In Article I, section 8, the Framers listed and granted to Congress a set of broadly worded powers that would enable the national legislature to regulate critical areas of national life such as, for example, the national economy in matters of taxes, money, and commerce.
To make sure the national government would be able to fully and broadly exercise its authority, the Framers included a critical clause at the end of Article I, Section 8.
That clause authorizes Congress:
“to make all laws which shall be necessary and proper” for exercising its powers.

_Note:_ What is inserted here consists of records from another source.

PR #515, opened 2023-05-05
allow logging into a file with default logger

ekoby:


library/utils.c
```diff
@@ -289,7 +289,16 @@ static void init_debug(uv_loop_t *loop) {
         tlsuv_set_debug(tlsuv_level, tlsuv_logger);
     }
 
-    ziti_debug_out = stderr;
+    char *logfile = getenv("ZITI_LOG_FILE");
+    if (logfile) {
```
dovholuknf, line 293: i don't love that this doesn't cover log rotation type policies. it also opens the file but never seems to close it? will that leak the descriptor when this process exits or will it get cleaned up?

library/utils.c
```diff
@@ -289,7 +289,16 @@ static void init_debug(uv_loop_t *loop) {
         tlsuv_set_debug(tlsuv_level, tlsuv_logger);
     }
 
-    ziti_debug_out = stderr;
+    char *logfile = getenv("ZITI_LOG_FILE");
```
scareything, line 292: is there a reason for doing this when the log level is being set? it feels like this belongs in ziti_log_init with explicit API around it.

library/utils.c
ekoby: logrotation belongs outside of SDK, this is just an option for default logger. An application using SDK is free to override it

ekoby: all process resources are cleanup up on exit

dovholuknf: why provide it at all then? the sdk already has callback based functionality. seems like it should either be here and complete, or not and we let the consumer decide if it logs to  a file

library/utils.c
ekoby: this is just an option for default logger, see comment below

library/utils.c
ekoby: it is probably the next step (this is how it is done in other libraries -- openssl, etc) 
I want to keep this for now until downstream projects can implement it -- probably needs zitilib layer API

Additionally, to make clear the supremacy of national law over state law, on matters where the two might run into conflict, the Framers wrote in Article VI: “This Constitution, and the laws of the United States which shall be made in pursuance thereof…, shall be the supreme law of the land.”
As the United States economy has grown from a small local farming economy, to a national industrial economy, to an international post-industrial economy, majorities of voters have recognized the rising complexities and problems—social, political, and economic—that have emerged from these changes and mushroomed to national proportions.
Accordingly, in numerous national elections over the decades, voters have urged at critical times that the national government devote national attention, distribute national resources, and devise national solutions to these complexities and problems.
The national government has often heeded the voters and stepped in. It has done so because there is no language in the Constitution that limits the concepts, purposes, effects, and consequences of taxes, money, and commerce—and the power granted to Congress to regulate these broad subjects—to the limited understandings that these words held in the small farming world of the 18th century.
The early decisions of the Supreme Court, authored by the generation of jurists closest to the Framers, recognized and declared that the words and power relationships the Constitution established should be flexible and adaptable, not only to meet the needs of the Framers’ era but also and more importantly, to meet the needs of future generations of Americans.
In his landmark 1819 decision in McCulloch v. Maryland, Chief Justice John Marshall wrote for the Court that the:
“Constitution [is] intended to endure for ages to come, and, consequently, to be adapted to the various crises of human affairs.”
Justice Joseph Story similarly expressed this view when, in the 1816 case of Martin v. Hunter’s Lessee, he wrote for the Court:
“The Constitution unavoidably deals in general language….The instrument was not intended to provide merely for the exigencies of a few years, but was to endure through a long lapse of ages, the events of which were locked up in the inscrutable purposes of Providence.”
Additionally, and very importantly, the Supreme Court also articulated from the outset the general parameters of these broad national powers as against the powers of the states. Those general constitutional parameters have continued to operate to this day.
In the words of Chief Justice Marshall, in the 1824 case of Gibbons v. Ogden, the Court declared:
“If Congress has the power to regulate it, that power must be exercised whenever the subject exists. If it exists within the states…, then the power of Congress may be exercised within a state.”
Accordingly the Tenth Amendment, which reserves to the states the powers “not delegated” to the federal government, leaves the powers of the states intact—except where the Constitution explicitly limits those state powers, or where the Constitution, by the broad powers granted to the national government, authorizes the national government to exercise its powers across states and within states.
Federalism, as delineated in the Constitution and upheld by the U.S. Supreme through the centuries, exists and endures. But it is an arrangement that tilts power in favor of the national government.